Say you want to compute the group velocity at $k_0$. It is defined as:

$$ v_g(k_0) \equiv \frac{df}{dk}(k_0) = \left.\frac{d\omega(k)}{dk}\right|_{k = k_0} \text{ (in your notation)}$$

Up to this point this is a definition and if $v_g(k_0) \rightarrow0$ it means that the derivative of the dispersion function $f$ at $k_0$ is $0$, which is completely possible.

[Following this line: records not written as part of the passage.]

PR #170, opened 2017-09-08
[PATCH v3] Packet references re-implementation

psavol:
Current zero copy reference implementation introduced multiple issues:
  * segment pointers and length were not set correctly, but were
    left to NULL
  * reference counting has a race condition which causes random
    assert failures also with non-reference packets
  * there's larger than expected performance drop with
    non-reference packets
  * the first segment of a reference was zero bytes long, which
    is possible by the API but is unusual for users

This patch set re-implements segmentation, so that zero-copy references may be implemented correctly, efficiently and so that non-reference packets do not see much difference in performance or complexity.

Non-reference packet performance (l2fwd packet rate vs current master) is increased 5-15% depending on CPU count, which brings performance close to what it was before.

### DIFF
--- a/platform/linux-generic/odp_packet.c
+++ b/platform/linux-generic/odp_packet.c
@@ -494,6 +494,76 @@ static inline void copy_buf_hdr(odp_packet_hdr_t *pkt_hdr, int first, int num,
 	}
 }
 
+static inline void buffer_ref_inc(odp_buffer_hdr_t *buf_hdr)
+{
+	uint32_t ref_cnt = odp_atomic_load_u32(&buf_hdr->ref_cnt);
+
+	/* First count increment after alloc */
+	if (odp_likely(ref_cnt) == 0)
+		odp_atomic_store_u32(&buf_hdr->ref_cnt, 2);
+	else
+		odp_atomic_inc_u32(&buf_hdr->ref_cnt);
+}
+
+static inline uint32_t buffer_ref_dec(odp_buffer_hdr_t *buf_hdr)
+{
+	return odp_atomic_fetch_dec_u32(&buf_hdr->ref_cnt);
+}
+
+static inline uint32_t buffer_ref(odp_buffer_hdr_t *buf_hdr)
+{
+	return odp_atomic_load_u32(&buf_hdr->ref_cnt);
+}
+
+static inline int is_multi_ref(uint32_t ref_cnt)
+{
+	return (ref_cnt > 1);
+}
+
+static inline void packet_ref_inc(odp_packet_hdr_t *pkt_hdr)
+{
+	seg_entry_t *seg;
+	int i;
+	int seg_count = pkt_hdr->buf_hdr.segcount;
+	odp_packet_hdr_t *hdr = pkt_hdr;
+	uint8_t idx = 0;
+
+	for (i = 0; i < seg_count; i++) {
+		seg = seg_entry_next(&hdr, &idx);
+		buffer_ref_inc(seg->hdr);
+	}
+}
+
+static inline void packet_free_multi(odp_buffer_hdr_t *hdr[], int num)
+{
+	int i;
+	uint32_t ref_cnt;
+	int num_ref = 0;
+
+	for (i = 0; i < num; i++) {
+		/* Zero when reference API has not been used */
+		ref_cnt = buffer_ref(hdr[i]);
+
+		if (odp_unlikely(ref_cnt)) {
+			ref_cnt = buffer_ref_dec(hdr[i]);
+
+			if (is_multi_ref(ref_cnt)) {
+				num_ref++;
+				continue;
+			}
+		}
+
+		/* Skip references and pack to be freed headers to array head */
+		if (odp_unlikely(num_ref))
+			hdr[i - num_ref] = hdr[i];
+	}
+
+	num -= num_ref;
+
+	if (odp_likely(num))
+		buffer_free_multi(hdr, num);
+}
+
 static inline void free_all_segments(odp_packet_hdr_t *pkt_hdr, int num)
 {
 	seg_entry_t *seg;
@@ -506,7 +576,7 @@ static inline void free_all_segments(odp_packet_hdr_t *pkt_hdr, int num)
 		buf_hdr[i] = seg->hdr;
 	}
 
-	buffer_free_multi(buf_hdr, num);
+	packet_free_multi(buf_hdr, num);
 }
 
 static inline odp_packet_hdr_t *free_segments(odp_packet_hdr_t *pkt_hdr,
@@ -563,7 +633,7 @@ static inline odp_packet_hdr_t *free_segments(odp_packet_hdr_t *pkt_hdr,
 
 		pkt_hdr = new_hdr;
 
-		buffer_free_multi(buf_hdr, num);
+		packet_free_multi(buf_hdr, num);
 	} else {
 		/* Free last 'num' bufs.
 		 * First, find the last remaining header. */
@@ -578,7 +648,7 @@ static inline odp_packet_hdr_t *free_segments(odp_packet_hdr_t *pkt_hdr,
 			buf_hdr[i] = seg->hdr;
 		}
 
-		buffer_free_multi(buf_hdr, num);
+		packet_free_multi(buf_hdr, num);
 
 		/* Head segment remains, no need to copy or update majority
 		 * of the metadata. */
@@ -702,7 +772,7 @@ void odp_packet_free(odp_packet_t pkt)
 	int num_seg = pkt_hdr->buf_hdr.segcount;
 
 	if (odp_likely(CONFIG_PACKET_MAX_SEGS == 1 || num_seg == 1))
-		buffer_free_multi((odp_buffer_hdr_t **)&hdl, 1);
+		packet_free_multi((odp_buffer_hdr_t **)&hdl, 1);
 	else
 		free_all_segments(pkt_hdr, num_seg);
 }
@@ -710,7 +780,7 @@ void odp_packet_free(odp_packet_t pkt)
 void odp_packet_free_multi(const odp_packet_t pkt[], int num)
 {
 	if (CONFIG_PACKET_MAX_SEGS == 1) {
-		buffer_free_multi((odp_buffer_hdr_t **)(uintptr_t)pkt, num);
+		packet_free_multi((odp_buffer_hdr_t **)(uintptr_t)pkt, num);
 	} else {
 		odp_buffer_hdr_t *buf_hdr[num * CONFIG_PACKET_MAX_SEGS];
 		int i;
@@ -731,7 +801,7 @@ void odp_packet_free_multi(const odp_packet_t pkt[], int num)
 			bufs += num_seg - 1;
 		}
 
-		buffer_free_multi(buf_hdr, bufs);
+		packet_free_multi(buf_hdr, bufs);
 	}
 }
 
@@ -1942,7 +2012,12 @@ uint64_t odp_packet_seg_to_u64(odp_packet_seg_t hdl)
 
 odp_packet_t odp_packet_ref_static(odp_packet_t pkt)
 {
-	return odp_packet_copy(pkt, odp_packet_pool(pkt));
+	odp_packet_hdr_t *pkt_hdr = packet_hdr(pkt);
+
+	packet_ref_inc(pkt_hdr);
+	pkt_hdr->shared_len = pkt_hdr->frame_len;
+
+	return pkt;
 }
 
 odp_packet_t odp_packet_ref(odp_packet_t pkt, uint32_t offset)
@@ -2004,14 +2079,32 @@ odp_packet_t odp_packet_ref_pkt(odp_packet_t pkt, uint32_t offset,
 
 int odp_packet_has_ref(odp_packet_t pkt)
 {
-	(void)pkt;
+	odp_buffer_hdr_t *buf_hdr;
+	seg_entry_t *seg;
+	int i;
+	uint32_t ref_cnt;
+	odp_packet_hdr_t *pkt_hdr = packet_hdr(pkt);
+	int seg_count = pkt_hdr->buf_hdr.segcount;
+	odp_packet_hdr_t *hdr = pkt_hdr;
+	uint8_t idx = 0;
+
+	for (i = 0; i < seg_count; i++) {
+		seg = seg_entry_next(&hdr, &idx);
+		buf_hdr = seg->hdr;
+		ref_cnt = buffer_ref(buf_hdr);
+
+		if (is_multi_ref(ref_cnt))
+			return 1;
+	}
 
 	return 0;
 }
 
 uint32_t odp_packet_unshared_len(odp_packet_t pkt)
 {
-	return odp_packet_len(pkt);
+	odp_packet_hdr_t *pkt_hdr = packet_hdr(pkt);
+
+	return packet_len(pkt_hdr) - pkt_hdr->shared_len;
 }
 
 /* Include non-inlined versions of API functions */
--- a/platform/linux-generic/odp_packet.c
+++ b/platform/linux-generic/odp_packet.c
@@ -35,10 +35,6 @@ const _odp_packet_inline_offset_t _odp_packet_inline ODP_ALIGNED_CACHE = {
 	.frame_len      = offsetof(odp_packet_hdr_t, frame_len),
 	.headroom       = offsetof(odp_packet_hdr_t, headroom),
 	.tailroom       = offsetof(odp_packet_hdr_t, tailroom),
-	.unshared_len   = offsetof(odp_packet_hdr_t, unshared_len),
-	.ref_hdr        = offsetof(odp_packet_hdr_t, ref_hdr),
-	.ref_offset     = offsetof(odp_packet_hdr_t, ref_offset),
-	.ref_len        = offsetof(odp_packet_hdr_t, ref_len),
 	.pool           = offsetof(odp_packet_hdr_t, buf_hdr.pool_hdl),
 	.input          = offsetof(odp_packet_hdr_t, input),
 	.segcount       = offsetof(odp_packet_hdr_t, buf_hdr.segcount),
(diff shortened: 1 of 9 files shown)


platform/linux-generic/odp_packet.c
```diff
@@ -611,80 +807,59 @@ int odp_packet_alloc_multi(odp_pool_t pool_hdl, uint32_t len,
...
-					ODP_ASSERT
-						((packet_ref_count_set(hdr, 0),
-						  1));
-					buf_hdr[nfree++] = &hdr->buf_hdr;
-				}
-			}
+		if (odp_unlikely(seg_is_link(pkt_hdr))) {
+			buf_hdr2[links] = pkt_hdr->buf_hdr.seg[0].hdr;
+			links++;
+		}
```
Bill-Fischofer-Linaro:
```
if (odp_unlikely(seg_is_link(pkt_hdr)))
        buf_hdr2[links++] = pkt_hdr->buf_hdr.seg[0].hdr;
```

platform/linux-generic/odp_packet.c
```diff
@@ -414,97 +490,217 @@ static inline odp_packet_hdr_t *add_segments(odp_packet_hdr_t *pkt_hdr,
...
+
+static inline void packet_free_multi(odp_buffer_hdr_t *hdr[], int num)
+{
+	int i;
+	uint32_t ref_cnt;
+	int num_ref = 0;
+
+	for (i = 0; i < num; i++) {
+		/* Zero when reference API has not been used */
+		ref_cnt = odp_atomic_load_u32(&hdr[i]->ref_cnt);
```
Bill-Fischofer-Linaro: The previous code wrapped the `ref_cnt` manipulation routines  in `static inline` functions to give more flexibility in the implementation. Not a major point, but I think it would make sense to continue that in this version. For example, in cases when references are not being used it's not really necessary to use an `odp_atomic_load_u32()` to inspect the value of `ref_cnt`.  If you read this as zero, you know there's no reference. It's only when `ref_cnt` is non-zero do you need the atomics.

platform/linux-generic/odp_packet.c
```diff
@@ -414,97 +490,217 @@ static inline odp_packet_hdr_t *add_segments(odp_packet_hdr_t *pkt_hdr,
...
+
+		if (odp_unlikely(ref_cnt)) {
+			ref_cnt = odp_atomic_fetch_dec_u32(&hdr[i]->ref_cnt);
```
Bill-Fischofer-Linaro: As above, I'd prefer to see the `odp_atomic_fetch_dec_u32()` in a wrapper function. The mainline code shouldn't need to be aware of  how `ref_cnt` is maintained, only to make the necessary increment/decrement calls.

platform/linux-generic/odp_packet.c
```diff
@@ -414,97 +490,217 @@ static inline odp_packet_hdr_t *add_segments(odp_packet_hdr_t *pkt_hdr,
...
-			ODP_ASSERT((packet_ref_count_set(hdr, 0), 1));
-			buf_hdr[nfree++] = &hdr->buf_hdr;
+	if (odp_likely(pkt_hdr->buf_hdr.num_seg == num)) {
+		for (i = 0; i < num; i++)
+			buf_hdr[i] = pkt_hdr->buf_hdr.seg[i].hdr;
+
+		if (odp_unlikely(seg_is_link(pkt_hdr))) {
+			buf_hdr[num] = &pkt_hdr->buf_hdr;
+			num++;
 		}
```
Bill-Fischofer-Linaro:
```
if (odp_unlikely(seg_is_link(pkt_hdr)))
        buf_hdr[num++] = &pkt_hdr->buf_hdr;
```

platform/linux-generic/odp_packet.c
```diff
@@ -414,97 +490,217 @@ static inline odp_packet_hdr_t *add_segments(odp_packet_hdr_t *pkt_hdr,
...
+		odp_buffer_hdr_t *link_hdr[num];
+		uint8_t idx = 0;
+		int links = 0;
+
+		for (i = 0; i < num; i++) {
+			/* Free also link headers */
+			if (odp_unlikely(idx == 0 && seg_is_link(pkt_hdr))) {
+				link_hdr[links] = &pkt_hdr->buf_hdr;
+				links++;
+			}
```
Bill-Fischofer-Linaro:
```
if (odp_unlikely(idx == 0 && seg_is_link(pkt_hdr)))
        link_hdr[links++] = &pkt_hdr->buf_hdr;
```

platform/linux-generic/odp_packet.c
```diff
@@ -414,97 +490,217 @@ static inline odp_packet_hdr_t *add_segments(odp_packet_hdr_t *pkt_hdr,
...
+
+			seg = seg_entry_next(&pkt_hdr, &idx);
+			buf_hdr[i] = seg->hdr;
+		}
+
+		if (odp_unlikely(links))
+			packet_free_multi(link_hdr, links);
```
Bill-Fischofer-Linaro: Given what's necessary to enter this arm, shouldn't this be `odp_likely()`? Isn't the only way `segcount` != `num_seg` is if we have a link segment?

platform/linux-generic/odp_packet.c
```diff
@@ -414,97 +490,217 @@ static inline odp_packet_hdr_t *add_segments(odp_packet_hdr_t *pkt_hdr,
...
-			if (packet_ref_count(new_hdr) == 1 ||
-			    packet_ref_dec(new_hdr) == 1) {
-				ODP_ASSERT((packet_ref_count_set(new_hdr, 0),
-					    1));
-				buf_hdr[nfree++] = &new_hdr->buf_hdr;
+			/* Free link headers, if those become empty */
+			if (odp_unlikely(idx == 0 && seg_is_link(tmp_hdr))) {
+				link_hdr[links] = &tmp_hdr->buf_hdr;
+				links++;
 			}
```
Bill-Fischofer-Linaro:
```
if (odp_unlikely(idx == 0 && seg_is_link(tmp_hdr)))
        link_hdr[links++] = &tmp_hdr->buf_hdr;
```

platform/linux-generic/odp_packet.c
```diff
@@ -414,97 +490,217 @@ static inline odp_packet_hdr_t *add_segments(odp_packet_hdr_t *pkt_hdr,
...
+		for (i = 0; i < num; i++) {
+			tmp_hdr    = hdr;
+			seg        = seg_entry_next(&hdr, &idx);
+			buf_hdr[i] = seg->hdr;
+
+			/* Free link headers, if those become empty */
+			if (odp_unlikely(idx == 0 && seg_is_link(tmp_hdr))) {
+				link_hdr[links] = &tmp_hdr->buf_hdr;
+				links++;
+			}
```
Bill-Fischofer-Linaro:
```
if (odp_unlikely(idx == 0 && seg_is_link(tmp_hdr)))
        link_hdr[links++] = &tmp_hdr->buf_hdr;
```

test/common_plat/validation/api/packet/packet.c
```diff
@@ -2226,6 +2319,14 @@ void packet_test_ref(void)
 	if (odp_packet_has_ref(base_pkt) == 1) {
 		/* CU_ASSERT needs braces */
```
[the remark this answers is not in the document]
psavol: OK. Corrected in v3.

platform/linux-generic/odp_packet.c
```diff
@@ -88,19 +74,112 @@ static inline odp_buffer_t packet_to_buffer(odp_packet_t pkt)
...
+static inline void *packet_seg_data(odp_packet_hdr_t *pkt_hdr, uint32_t seg_idx)
 {
-	return pkt_hdr->buf_hdr.seg[seg_idx].data;
+	seg_entry_t *seg = seg_entry(pkt_hdr, seg_idx);
+
+	return seg->data;
 }
 
-static inline uint32_t packet_last_seg(odp_packet_hdr_t *pkt_hdr)
+static inline int packet_last_seg(odp_packet_hdr_t *pkt_hdr)
```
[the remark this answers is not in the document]
psavol: OK. Changed to uint16_t in v3.

platform/linux-generic/odp_packet.c
```diff
@@ -88,19 +74,112 @@ static inline odp_buffer_t packet_to_buffer(odp_packet_t pkt)
...
+
+	if (idx == num_seg - 1) {
+		*cur_hdr = hdr->buf_hdr.next_seg;
+		*cur_idx = 0;
+	} else {
+		*cur_idx = idx + 1;
+	}
+
+	return &hdr->buf_hdr.seg[idx];
+}
```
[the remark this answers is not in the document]
psavol: OK. Done in v3.

Bill-Fischofer-Linaro:
This is still showing as v2. Is v3 still expected?

platform/linux-generic/odp_packet.c
```diff
@@ -271,52 +336,83 @@ void packet_parse_reset(odp_packet_hdr_t *pkt_hdr)
...
-				odp_buffer_hdr_t *buf_hdr;
-
-				packet_ref_count_set(pkt_hdr[i], 1);
-				buf_hdr = &pkt_hdr[i]->buf_hdr;
-				hdr->buf_hdr.seg[i].hdr  = buf_hdr;
-				hdr->buf_hdr.seg[i].data = buf_hdr->base_data;
-				hdr->buf_hdr.seg[i].len  = BASE_LEN;
-			}
+			link_segments(pkt_hdr, num);
+
```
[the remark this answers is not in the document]
psavol: No, since the plan is to optimize link_segment() so that it does not touch the first segment again, but starts from seg[1] instead. I didn't do it yet so that the first version is more robust/readable. Also it will not be very significant improvement, as most packets should be single segment (small packet -> high packet rate).

platform/linux-generic/odp_packet.c
psavol: This line is not from this commit (but from a later one).

platform/linux-generic/odp_packet.c
psavol: Atomic variables must be accessed through atomics API, also when just loading. Atomic_load() is in most cases just a normal load, but still we should use the proper function...

Wrapping load would not help much (load is a load). Increment and store have already been wrapped into buffer_ref_inc(). I'll wrap fetch_dec (into buffer_ref_dec()) and ref_cnt > 1 (into ref_cnt_not_last().

platform/linux-generic/odp_packet.c
psavol: I'll add two new wrapper functions. The main line code here is packet.c, which need to be quite well aware how references are counted ... so it's merely code readability improvement.

platform/linux-generic/odp_packet.c
```diff
@@ -2458,6 +2089,184 @@ uint64_t odp_packet_seg_to_u64(odp_packet_seg_t hdl)
 	return _odp_pri(hdl);
 }
 
+static inline void buffer_ref_inc(odp_buffer_hdr_t *buf_hdr)
+{
+	/* First count increment after alloc */
+	if (odp_atomic_load_u32(&buf_hdr->ref_cnt) == 0)
+		odp_atomic_store_u32(&buf_hdr->ref_cnt, 2);
```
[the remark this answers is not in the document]
psavol: Added likely there. Retry would be dual ref always, multicast would be N refs always. So, it depends on use case which is more likely.

platform/linux-generic/odp_packet.c
```diff
@@ -88,19 +74,112 @@ static inline odp_buffer_t packet_to_buffer(odp_packet_t pkt)
...
+	uint8_t idx, cur_idx;
+	seg_entry_t *seg = NULL;
+	uint32_t seg_start = 0, seg_end = 0;
+	int seg_count;
+
+	hdr     = *p_hdr;
+	cur_hdr = hdr;
+	idx     = 0;
+	cur_idx = 0;
+	seg_count = hdr->buf_hdr.segcount;
```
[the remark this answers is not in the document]
psavol: No, but GCC does not know that. So, those are needed to avoid "may be used uninitialized" warning.

platform/linux-generic/odp_packet.c
psavol: I prefer the more explicit format, where num++ is on a separate line. It's easier to me to track when and where num is incremented.

platform/linux-generic/odp_packet.c
psavol: Same thing for all link++ cases. Links increment catches eye better on a separate line.

platform/linux-generic/odp_packet.c
psavol: No, this arm can be entered also without references (links). The "if arm" (num_seg == num) is for the likely case that the pkt_hdr holds all segments. The "else arm" is for the more complex case where we need to follow next pointer(s) to find all segments. E.g. concat just links two pkt_hdrs together and after that we could e.g. have two segments - one in the pkt_hdr, one behind the next pointer.

platform/linux-generic/odp_packet.c
psavol: Prefer this way.

platform/linux-generic/odp_packet.c
psavol: Prefer separate lines.

platform/linux-generic/odp_packet.c
```diff
@@ -611,80 +807,59 @@ int odp_packet_alloc_multi(odp_pool_t pool_hdl, uint32_t len,
...
 
-void odp_packet_free(odp_packet_t pkt)
-{
-	packet_free(packet_hdr(pkt));
+		buf_hdr[0] = &pkt_hdr->buf_hdr;
+
+		if (odp_unlikely(seg_is_link(pkt_hdr))) {
+			buf_hdr[1] = pkt_hdr->buf_hdr.seg[0].hdr;
+			num++;
+		}
```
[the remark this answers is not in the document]
psavol: I'll update it to num = 2. Since here we only two option, either 1 or 2 buf_hdrs are freed.

platform/linux-generic/odp_packet.c
psavol: Prefer separate lines.

platform/linux-generic/odp_packet.c
```diff
@@ -2458,6 +2089,184 @@ uint64_t odp_packet_seg_to_u64(odp_packet_seg_t hdl)
...
+	odp_packet_hdr_t *hdr = pkt_hdr;
+	seg_entry_t *seg;
+	uint32_t seg_idx = 0;
+	uint8_t idx = 0;
+	uint32_t seg_offset = 0;
+	int i, num_copy, segcount;
+	uint32_t len;
+
+	if (offset >= packet_len(pkt_hdr)) {
+		ODP_ERR("offset too large\n");
```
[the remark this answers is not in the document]
psavol: Isn't ODP_ABORT() for that? We use more often ERR (320 times) than DBG (205 times). I think the difference is that ERR should almost never happen, since it cannot be muted. Where as DBG can be used on more dynamic errors that may end up spamming the screen. Anyway, will change to DBG.

platform/linux-generic/odp_packet.c
```diff
@@ -2458,6 +2089,184 @@ uint64_t odp_packet_seg_to_u64(odp_packet_seg_t hdl)
...
+
+	if (seg_is_link(hdr))
+		buffer_ref_inc((odp_buffer_hdr_t *)hdr);
+
+	seg = seg_entry_next(&hdr, &idx);
+	link_hdr->buf_hdr.num_seg = 1;
+	link_hdr->buf_hdr.seg[0].hdr  = seg->hdr;
+	link_hdr->buf_hdr.seg[0].data = seg->data + seg_offset;
+	link_hdr->buf_hdr.seg[0].len  = seg->len  - seg_offset;
+	buffer_ref_inc(seg->hdr);
```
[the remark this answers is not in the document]
psavol: Link hdr does not point into itself as a segment, but we need to ref count also those. So, hdr != seg->hdr for links. I'll add comments.

platform/linux-generic/odp_packet.c
```diff
@@ -2458,6 +2089,184 @@ uint64_t odp_packet_seg_to_u64(odp_packet_seg_t hdl)
...
+		if (idx == 0 && seg_is_link(hdr))
+			buffer_ref_inc((odp_buffer_hdr_t *)hdr);
+
+		seg = seg_entry_next(&hdr, &idx);
+
+		link_hdr->buf_hdr.num_seg++;
+		link_hdr->buf_hdr.seg[i].hdr  = seg->hdr;
+		link_hdr->buf_hdr.seg[i].data = seg->data;
+		link_hdr->buf_hdr.seg[i].len  = seg->len;
+		buffer_ref_inc(seg->hdr);
```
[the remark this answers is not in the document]
psavol: Same here. Ref count of link header itself needs update also. Added comment.

platform/linux-generic/odp_packet.c
```diff
@@ -2458,6 +2089,184 @@ uint64_t odp_packet_seg_to_u64(odp_packet_seg_t hdl)
...
+
+	next_hdr = hdr;
+
+	/* Increment ref count for remaining segments */
+	for (i = seg_idx + num_copy; i < segcount; i++) {
+		if (idx == 0 && seg_is_link(hdr))
+			buffer_ref_inc((odp_buffer_hdr_t *)hdr);
+
+		seg = seg_entry_next(&hdr, &idx);
+		buffer_ref_inc(seg->hdr);
```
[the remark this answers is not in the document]
psavol: Same answer.

platform/linux-generic/odp_packet.c
```diff
@@ -2458,6 +2089,184 @@ uint64_t odp_packet_seg_to_u64(odp_packet_seg_t hdl)
...
+	len = pkt_hdr->frame_len - offset;
+	link_hdr->buf_hdr.next_seg  = next_hdr;
+	link_hdr->buf_hdr.last_seg  = pkt_hdr->buf_hdr.last_seg;
+	link_hdr->buf_hdr.segcount  = segcount - seg_idx;
+	link_hdr->frame_len         = len;
+	link_hdr->tailroom          = pkt_hdr->tailroom;
+	link_hdr->shared_len        = len;
+
+	/* Link header does not have headroom */
+	link_hdr->headroom          = 0;
```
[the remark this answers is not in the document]
psavol: OK. Added explanation.

platform/linux-generic/odp_packet.c
```diff
@@ -2458,6 +2089,184 @@ uint64_t odp_packet_seg_to_u64(odp_packet_seg_t hdl)
...
+
+	return 0;
+}
+
+uint32_t odp_packet_unshared_len(odp_packet_t pkt)
+{
+	odp_packet_hdr_t *pkt_hdr = packet_hdr(pkt);
+
+	if (odp_packet_has_ref(pkt))
+		return packet_len(pkt_hdr) - pkt_hdr->shared_len;
```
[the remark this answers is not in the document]
psavol: Majority of frame_len references in this file are direct (->frame_len). So, I'll change it to direct also for reference code, then packet_len() is used outside of packet.c (which is how it should be).

muvarov:
Merged.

Now let us look at the inverse dispersion function $g$ defined by:

$$k=g(\omega)$$

If $f$ is invertible on a small interval around $k_0$ (say $[k_0-\epsilon,k_0+\epsilon]$ with $\epsilon \in \mathbb{R}$ ), then in this interval we can write $g=f^{-1}$ and there is a unique $\omega_0$ in the interval that verifies $k_0 = g(\omega_0)$ and $\omega_0 = f(k_0)$. In the case that $\frac{df}{dk}(k_0) \neq 0$, you have the following formula for the derivative of $g$ :

$$\left.\frac{dk(\omega)}{d\omega}\right|_{\omega = \omega_0} = \frac{dg}{d\omega}(\omega_0) = \frac{1}{\frac{df}{dk}(g(\omega_0))} = \frac{1}{\frac{df}{dk}(k_0)} = \frac{1}{v_g(k_0)}$$

Note that this formula is only valid when $v_g(k_0) = \frac{df}{dk}(k_0) \neq 0$. This means that when you say that the two terms should be interchangeable, this is not mathematically true. It is only the case if the dispersion function $f$ is invertible around $k_0$ and its derivative at $k_0$ non zero. This solves mathematically the paradox that you are evoking.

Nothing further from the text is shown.